=== Problem to work on ===
Give back every entry in full, exactly as it reads.

=== Input data ===
____

PR #1167, opened 2020-06-17
Add test for 2.11 and 2.13 version of ExplicitResultType

### LINKED ISSUE #998: Make ExplicitResultTypes work with more Scala versions

mlachkar:
closes #998


scalafix-tests/output/src/main/scala-2.13/tests/ExplicitResultTypesBug.scala
```diff
@@ -0,0 +1,56 @@
+package tests
```
bjaglin, line 1: so this one doesn't work on scala 2.11?

scalafix-tests/output/src/main/scala-2.11/test/explicitResultTypes/ExplicitResultTypesInfix.scala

____

=== Answer for this exercise ===
PR #1167, opened 2020-06-17
Add test for 2.11 and 2.13 version of ExplicitResultType

### LINKED ISSUE #998: Make ExplicitResultTypes work with more Scala versions

mlachkar:
closes #998


scalafix-tests/output/src/main/scala-2.13/tests/ExplicitResultTypesBug.scala
```diff
@@ -0,0 +1,56 @@
+package tests
```
bjaglin, line 1: so this one doesn't work on scala 2.11?

scalafix-tests/output/src/main/scala-2.11/test/explicitResultTypes/ExplicitResultTypesInfix.scala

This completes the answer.